Iraq and Kurdistan have agreed to restart oil exports following a two-year suspension.

    by VT Markets
    /
    Feb 24, 2025

    Iraqi Kurdistan authorities have agreed with Iraq’s federal oil ministry to restart crude exports, addressing a longstanding oil dispute. A joint technical team from Iraq and Turkey is completing final inspections of the Iraq-Turkey pipeline.

    A decision regarding the pipeline’s operational status is expected within 24 hours, allowing shipments to Turkey’s Ceyhan port. This agreement follows a 2022 ruling by the International Chamber of Commerce in favour of Iraq concerning Kurdish independent oil exports.

    Iraq’s Oil Ministry confirmed that the initial phase will commence with exports of 185,000 barrels per day, with plans to gradually increase this to 400,000 bpd. The region currently produces 300,000 bpd, allocating 185,000 bpd for exports and using the remainder domestically.

    This agreement marks a turning point in relations between Erbil and Baghdad, one that has taken years to materialise. The arrangement aims to balance the interests of both parties, ensuring that oil flows resume while Baghdad maintains control over oil revenues. With the inspection process now underway, the market is closely watching how swiftly full operations will resume.

    Turkey’s role cannot be overlooked. The pipeline, which runs from Iraq’s northern fields to the port of Ceyhan, is a key route for crude bound for international buyers. Once the final assessments are complete, its operational capacity will determine how fast volumes can ramp up to the planned 400,000 barrels per day. Logistical hurdles or technical delays would extend the hiatus further, but initial shipments are expected to begin soon.
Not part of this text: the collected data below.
PR #355, opened 2021-12-28
pkg/testutil: ensure types in RequireEqualEmptyNil

jzelinskie:
Previously we were not checking that the values were the same type, only types that had lengths.
This now ensures expected and actual are the same types.


josephschorr (approved):
LGTM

    The implications for exports are clear. With 185,000 barrels per day earmarked for resumption, Kurdistan is not yet at full output. Domestic consumption continues to account for a substantial share of production, meaning the region is limited in how much crude it can immediately send abroad. However, as production climbs towards 400,000 barrels per day, more oil will enter global markets, influencing price dynamics depending on the wider supply situation.

    For the time being, attention remains on Turkey’s response and the technical team’s assessment. A green light on operations within the next 24 hours would signal progress, but execution remains the key factor. How quickly shipments reach Ceyhan and whether further coordination is required between Iraq’s Oil Ministry and Kurdistan’s authorities will shape market expectations.

    Brent crude prices have already reflected anticipation around these developments. A faster-than-expected resumption of full capacity could exert downward pressure, while any setbacks would do the opposite. Market participants will need to monitor not only the volume of resumed exports but also the level of cooperation between all sides involved.

    Timing will be everything in the coming weeks. As exports scale up, adjustments in production and logistics will determine how smoothly the process unfolds. Beyond the technical and political factors, the global market’s response to these returning barrels will be something to keep an eye on.